Uma tecnologia de uso aeronáutico desde o começo do século XX, o chassi monocoque pode ser comparado à casca de um ovo, o corpo metálico do chassi sendo construído em peça única de alumínio e outros metais, suportando toda a carga do veículo. Seu antônimo é o chassi tubular, formado por tubos soldados.

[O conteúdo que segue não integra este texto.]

PR #2282, opened 2024-08-06
Add integration tests for Mistral-7B-Instruct-v0.3 with and without fp8 quantization

Mancera1:
## Description ##

This PR adds integration tests for the Mistral-7B-Instruct-v0.3 model, both with and without fp8 quantization. The changes include:

Adding two new test cases:

1. test_mistral_7b: Runs the correctness test for the non-quantized Mistral-7B-Instruct-v0.3 model.
2. test_mistral_7b_fp8: Runs the correctness test for the fp8 quantized version of the Mistral-7B-Instruct-v0.3 model.
3. Adding configuration for the trtllm-mistral-7b-instruct-v0.3 and trtllm-mistral-7b-instruct-v0.3-fp8 models in client.py and prepare.py.

Note: The score parameter for both models has been set to 0.59 instead of the standard 0.6. During various correctness tests, the score consistently hovered around 0.59 regardless of the num_run value. The best-performing configuration was with num_run set to 100, which scored 0.001 higher than when set to 66. However, as num_run increased towards 200, performance seemed to degrade, although no tests beyond 200 were conducted.

Based on these observations, it seems logical to lower the score to 0.59. However, feedback from the team is requested to ensure this decision aligns with the project's requirements and expectations.

### DIFF
--- a/tests/integration/llm/prepare.py
+++ b/tests/integration/llm/prepare.py
@@ -974,14 +974,14 @@ correctness_model_list = {
     "trtllm-mistral-7b-instruct-v0.3": {
         "engine": "Python",
         "option.task": "text-generation",
-        "option.model_id": "mistralai/Mistral-7B-Instruct-v0.3",
+        "option.model_id": "s3://djl-llm/mistral-7b-instruct-v03/",
         "option.rolling_batch": "trtllm",
         "option.tensor_parallel_degree": 4
     },
     "trtllm-mistral-7b-instruct-v0.3-fp8": {
         "engine": "Python",
         "option.task": "text-generation",
-        "option.model_id": "mistralai/Mistral-7B-Instruct-v0.3",
+        "option.model_id": "s3://djl-llm/mistral-7b-instruct-v03/",
         "option.rolling_batch": "trtllm",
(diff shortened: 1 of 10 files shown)


tests/integration/llm/prepare.py
```diff
@@ -962,6 +962,29 @@
...
+        "option.task": "text-generation",
+        "option.model_id": "s3://djl-llm/llama-3-8b-hf/",
+        "option.rolling_batch": "trtllm",
+        "option.tensor_parallel_degree": 4,
+        "option.quantize": "fp8"
+    },
+    "trtllm-mistral-7b-instruct-v0.3": {
+        "engine": "Python",
+        "option.task": "text-generation",
+        "option.model_id": "mistralai/Mistral-7B-Instruct-v0.3",
```
siddvenk, line 977: We'll want to change these to the s3 locations. Let's use `s3://djl-llm/mistral-7b-instruct-v03/` here and for the other mistral config below.

siddvenk:
This change also includes the commits for the llama3 change - please fetch the latest changes from master branch and rebase

siddvenk (approved):

PR #2284, opened 2024-08-06
[trt] use cu123 base image and cudacompat as trtllm 0.9.0 is dependen…

siddvenk:
…t on cuda12.3.2

## Description ##

This bumps the cuda version, and cuda compat version, for the trt-0.28.0 container.

TRT-LLM 0.9.0 states that it is dependent on cuda 12.3.2 in the release notes. 

I have validated these changes work with a sample model, but this will require full integration tests validation.

Note: Since we're updating the cuda version here, this will require a "new" dlc release process

### DIFF
--- a/serving/docker/tensorrt-llm.Dockerfile
+++ b/serving/docker/tensorrt-llm.Dockerfile
@@ -9,9 +9,9 @@
 # or in the "LICENSE.txt" file accompanying this file. This file is distributed on an "AS IS"
 # BASIS, WITHOUT WARRANTIES OR CONDITIONS OF ANY KIND, express or implied. See the License for
 # the specific language governing permissions and limitations under the License.
-ARG version=12.2.2-cudnn8-devel-ubuntu22.04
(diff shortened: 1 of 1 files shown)


serving/docker/tensorrt-llm.Dockerfile
```diff
@@ -9,9 +9,9 @@
 # or in the "LICENSE.txt" file accompanying this file. This file is distributed on an "AS IS"
 # BASIS, WITHOUT WARRANTIES OR CONDITIONS OF ANY KIND, express or implied. See the License for
 # the specific language governing permissions and limitations under the License.
-ARG version=12.2.2-cudnn8-devel-ubuntu22.04
+ARG version=12.3.2-devel-ubuntu22.04
```
frankfliu, line 12: Can we use cu12.4.1?

siddvenk: Yea i think that should be fine as well - will update

lanking520 (approved):

PR #2286, opened 2024-08-06
[TRTLLM] take out cudnn

lanking520:
## Description ##

Tried to take out CUDNN


lanking520:
https://github.com/deepjavalibrary/djl-serving/actions/runs/10272449471

ydm-amazon:
At that time it was necessary, has anything changed now?

lanking520:
https://nvidia.github.io/TensorRT-LLM/installation/linux.html @ydm-amazon looks like we only need cudnn at build time, but not at runtime

ydm-amazon (approved):

PR #2289, opened 2024-08-06
[python] fix the NoneType error when decoded_token is empty

sindhuvahinis:
## Description ##

Yet to test this use cases


lanking520 (approved):

siddvenk:
What type of test do we need to add to ensure no regression here?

A motivação de Chapman ao aplicar a tecnologia à F1 era simples: construir um chassi mais rígido e leve. Diz a lenda que os primeiros desenhos do carro foram feitos num guardanapo durante almoço em um restaurante próximo à fábrica da Lotus, no final de 61.

A comparação entre os parâmetros do chassi do Lotus 25 e de seu antecessor, o 21, de 61, são impressionantes. Este pesava 82 libras ante 65 do sucessor. Já a resistência à torção proporcionada pela nova tecnologia era 40% superior já nos primeiros testes, chegando mais tarde a 240%. A vantagem da resistência à torção revela-se principalmente nas velocidades em curva. Transformando em tempo de volta: de 61 para 62, a melhor volta em Spa foi pulverizada em quatro segundos por Clark. O Lotus 25, assim como o 33, era empurrado por um motor Climax de 1,5 litro, oito cilindros, 190 HPs.

Naqueles tempos, o desenho era tudo o que o projetista podia antecipar, os engenheiros e mecânicos definindo muitos parâmetros enquanto moldavam o metal, usando martelos, talhas e moldes. Na medida em que tomava forma, Chapman foi ficando maravilhado com o carro.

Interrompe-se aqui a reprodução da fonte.